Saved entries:
PR #2379, opened 2023-08-28
Migrate trailblazer pydantic models

seallard:
## Description
This PR migrates the Trailblazer Pydantic model to V2. Part of project https://github.com/Clinical-Genomics/project-planning/issues/514. 

The `case_id` is not using the pattern me and @islean settled on (`Annotated` with a validator in a separate file). This is because it inherits the `family` value, probably a temporary patch made in the past with the idea of renaming the field. The new way of accessing previously validated fields uses the `FieldValidationInfo` attribute ([docs](https://docs.pydantic.dev/2.0/migration/#changes-to-validators-allowed-signatures)).

### Fixed
- Replace deprecated `parse_obj` with `model_validate`
- Replace deprecated `validator` decorator with `Annotated` and `field_validator`

### DIFF
--- a/cg/apps/tb/models.py
+++ b/cg/apps/tb/models.py
@@ -1,6 +1,8 @@
+import datetime as dt
+from pathlib import Path
 from typing import Optional
 
-from pydantic import AfterValidator, BaseModel, ConfigDict, FieldValidationInfo, field_validator
+from pydantic import BaseModel, BeforeValidator, ConfigDict, FieldValidationInfo, field_validator
 from typing_extensions import Annotated
 
 from cg.apps.tb.validators import parse_str_to_datetime, parse_str_to_path
@@ -17,13 +19,13 @@ class TrailblazerAnalysis(BaseModel):
         return info.data.get("family")
 
     version: Optional[str] = None
-    logged_at: Annotated[Optional[str], AfterValidator(parse_str_to_datetime)]
-    started_at: Annotated[Optional[str], AfterValidator(parse_str_to_datetime)]
-    completed_at: Annotated[Optional[str], AfterValidator(parse_str_to_datetime)]
+    logged_at: Annotated[Optional[dt.datetime], BeforeValidator(parse_str_to_datetime)]
+    started_at: Annotated[Optional[dt.datetime], BeforeValidator(parse_str_to_datetime)]
+    completed_at: Annotated[Optional[dt.datetime], BeforeValidator(parse_str_to_datetime)]
     status: Optional[str] = None
     priority: Optional[str] = None
-    out_dir: Annotated[Optional[str], AfterValidator(parse_str_to_path)]
-    config_path: Annotated[Optional[str], AfterValidator(parse_str_to_path)]
+    out_dir: Annotated[Optional[Path], BeforeValidator(parse_str_to_path)]
+    config_path: Annotated[Optional[Path], BeforeValidator(parse_str_to_path)]
     comment: Optional[str] = None
     is_deleted: Optional[bool] = None
     is_visible: Optional[bool] = None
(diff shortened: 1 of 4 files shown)


islean:
Still slightly on the fence regarding which validation scheme to use. I think in general, the annotated way is cleaner, but it seems as if quite some functionality goes away since (as the documentation also states) the validation concerns a type rather than the base model in question. In other words, model validators and field validators which take other fields into account can not be used that way. 

Although the annotated way is cleaner - should we aim to keep it consistent by instead using the decorated way? Or are the identified cases where Annotated doesn't work too few to warrant the switch?

cg/apps/tb/models.py
```diff
@@ -1,49 +1,41 @@
...
-    config_path: Optional[str]
-    comment: Optional[str]
-    is_deleted: Optional[bool]
-    is_visible: Optional[bool]
-    type: Optional[str]
-    user_id: Optional[int]
+    case_id: Optional[str] = None
+
+    @field_validator("case_id")
+    @classmethod
```
islean, line 15: Nice! Found out in a previous PR that if the ordering of the decorators are switched, then the validation never takes place. So this is the correct way!

cg/apps/tb/models.py
```diff
@@ -1,49 +1,41 @@
...
+    def inherit_family_value(cls, value: str, info: FieldValidationInfo) -> str:
+        return info.data.get("family")
+
+    version: Optional[str] = None
+    logged_at: Annotated[Optional[str], AfterValidator(parse_str_to_datetime)]
+    started_at: Annotated[Optional[str], AfterValidator(parse_str_to_datetime)]
+    completed_at: Annotated[Optional[str], AfterValidator(parse_str_to_datetime)]
```
islean, line 22: I feel like it would make more sense to have both started_at and completed_at type hinted as `Optional[datetime.datetime]` and use a BeforeValidator instead. But given that this was not how it was done before, perhaps that should be avoided in this PR. Won't they always be returned as datetime.datetime when accessed though?

cg/apps/tb/models.py
```diff
@@ -1,49 +1,41 @@
...
+    status: Optional[str] = None
+    priority: Optional[str] = None
+    out_dir: Annotated[Optional[str], AfterValidator(parse_str_to_path)]
+    config_path: Annotated[Optional[str], AfterValidator(parse_str_to_path)]
```
islean, line 26: Same thing with out_dir and config_path where I think it would make more sense to have a BeforeValidator converting the values to Paths and type hinting them as such.

islean (approved):
Looks nice! Some comments that are potentially out of scope for this PR.

seallard:
> Still slightly on the fence regarding which validation scheme to use. I think in general, the annotated way is cleaner, but it seems as if quite some functionality goes away since (as the documentation also states) the validation concerns a type rather than the base model in question. In other words, model validators and field validators which take other fields into account can not be used that way.
> 
> Although the annotated way is cleaner - should we aim to keep it consistent by instead using the decorated way? Or are the identified cases where Annotated doesn't work too few to warrant the switch?

I'm still not too familiar with Pydantic or the changes introduced in the new version. I think these edge cases are rare and maybe it is OK to stick to the `Annotated` pattern as much as possible? I have not refactored so many models yet though

cg/apps/tb/models.py
seallard: Good to know, was not aware it breaks

cg/apps/tb/models.py
seallard: Yeah, it is true that they will be returned as datetimes when accessed. I think having a different type hint is confusing and maybe this is something that should be refactored

cg/apps/tb/models.py
seallard: Nice 👍

seallard:
TODO:

Deployed to stage:
```
```

Tested with `cg workflow rnafusion store <case_id>` which instantiates the model.

diitaz93 (approved):
Great! 👍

Work item: The data above should be reproduced in full and exactly.

Task output:
PR #2379, opened 2023-08-28
Migrate trailblazer pydantic models

seallard:
## Description
This PR migrates the Trailblazer Pydantic model to V2. Part of project https://github.com/Clinical-Genomics/project-planning/issues/514. 

The `case_id` is not using the pattern me and @islean settled on (`Annotated` with a validator in a separate file). This is because it inherits the `family` value, probably a temporary patch made in the past with the idea of renaming the field. The new way of accessing previously validated fields uses the `FieldValidationInfo` attribute ([docs](https://docs.pydantic.dev/2.0/migration/#changes-to-validators-allowed-signatures)).

### Fixed
- Replace deprecated `parse_obj` with `model_validate`
- Replace deprecated `validator` decorator with `Annotated` and `field_validator`

### DIFF
--- a/cg/apps/tb/models.py
+++ b/cg/apps/tb/models.py
@@ -1,6 +1,8 @@
+import datetime as dt
+from pathlib import Path
 from typing import Optional
 
-from pydantic import AfterValidator, BaseModel, ConfigDict, FieldValidationInfo, field_validator
+from pydantic import BaseModel, BeforeValidator, ConfigDict, FieldValidationInfo, field_validator
 from typing_extensions import Annotated
 
 from cg.apps.tb.validators import parse_str_to_datetime, parse_str_to_path
@@ -17,13 +19,13 @@ class TrailblazerAnalysis(BaseModel):
         return info.data.get("family")
 
     version: Optional[str] = None
-    logged_at: Annotated[Optional[str], AfterValidator(parse_str_to_datetime)]
-    started_at: Annotated[Optional[str], AfterValidator(parse_str_to_datetime)]
-    completed_at: Annotated[Optional[str], AfterValidator(parse_str_to_datetime)]
+    logged_at: Annotated[Optional[dt.datetime], BeforeValidator(parse_str_to_datetime)]
+    started_at: Annotated[Optional[dt.datetime], BeforeValidator(parse_str_to_datetime)]
+    completed_at: Annotated[Optional[dt.datetime], BeforeValidator(parse_str_to_datetime)]
     status: Optional[str] = None
     priority: Optional[str] = None
-    out_dir: Annotated[Optional[str], AfterValidator(parse_str_to_path)]
-    config_path: Annotated[Optional[str], AfterValidator(parse_str_to_path)]
+    out_dir: Annotated[Optional[Path], BeforeValidator(parse_str_to_path)]
+    config_path: Annotated[Optional[Path], BeforeValidator(parse_str_to_path)]
     comment: Optional[str] = None
     is_deleted: Optional[bool] = None
     is_visible: Optional[bool] = None
(diff shortened: 1 of 4 files shown)


islean:
Still slightly on the fence regarding which validation scheme to use. I think in general, the annotated way is cleaner, but it seems as if quite some functionality goes away since (as the documentation also states) the validation concerns a type rather than the base model in question. In other words, model validators and field validators which take other fields into account can not be used that way. 

Although the annotated way is cleaner - should we aim to keep it consistent by instead using the decorated way? Or are the identified cases where Annotated doesn't work too few to warrant the switch?

cg/apps/tb/models.py
```diff
@@ -1,49 +1,41 @@
...
-    config_path: Optional[str]
-    comment: Optional[str]
-    is_deleted: Optional[bool]
-    is_visible: Optional[bool]
-    type: Optional[str]
-    user_id: Optional[int]
+    case_id: Optional[str] = None
+
+    @field_validator("case_id")
+    @classmethod
```
islean, line 15: Nice! Found out in a previous PR that if the ordering of the decorators are switched, then the validation never takes place. So this is the correct way!

cg/apps/tb/models.py
```diff
@@ -1,49 +1,41 @@
...
+    def inherit_family_value(cls, value: str, info: FieldValidationInfo) -> str:
+        return info.data.get("family")
+
+    version: Optional[str] = None
+    logged_at: Annotated[Optional[str], AfterValidator(parse_str_to_datetime)]
+    started_at: Annotated[Optional[str], AfterValidator(parse_str_to_datetime)]
+    completed_at: Annotated[Optional[str], AfterValidator(parse_str_to_datetime)]
```
islean, line 22: I feel like it would make more sense to have both started_at and completed_at type hinted as `Optional[datetime.datetime]` and use a BeforeValidator instead. But given that this was not how it was done before, perhaps that should be avoided in this PR. Won't they always be returned as datetime.datetime when accessed though?

cg/apps/tb/models.py
```diff
@@ -1,49 +1,41 @@
...
+    status: Optional[str] = None
+    priority: Optional[str] = None
+    out_dir: Annotated[Optional[str], AfterValidator(parse_str_to_path)]
+    config_path: Annotated[Optional[str], AfterValidator(parse_str_to_path)]
```
islean, line 26: Same thing with out_dir and config_path where I think it would make more sense to have a BeforeValidator converting the values to Paths and type hinting them as such.

islean (approved):
Looks nice! Some comments that are potentially out of scope for this PR.

seallard:
> Still slightly on the fence regarding which validation scheme to use. I think in general, the annotated way is cleaner, but it seems as if quite some functionality goes away since (as the documentation also states) the validation concerns a type rather than the base model in question. In other words, model validators and field validators which take other fields into account can not be used that way.
> 
> Although the annotated way is cleaner - should we aim to keep it consistent by instead using the decorated way? Or are the identified cases where Annotated doesn't work too few to warrant the switch?

I'm still not too familiar with Pydantic or the changes introduced in the new version. I think these edge cases are rare and maybe it is OK to stick to the `Annotated` pattern as much as possible? I have not refactored so many models yet though

cg/apps/tb/models.py
seallard: Good to know, was not aware it breaks

cg/apps/tb/models.py
seallard: Yeah, it is true that they will be returned as datetimes when accessed. I think having a different type hint is confusing and maybe this is something that should be refactored

cg/apps/tb/models.py
seallard: Nice 👍

seallard:
TODO:

Deployed to stage:
```
```

Tested with `cg workflow rnafusion store <case_id>` which instantiates the model.

diitaz93 (approved):
Great! 👍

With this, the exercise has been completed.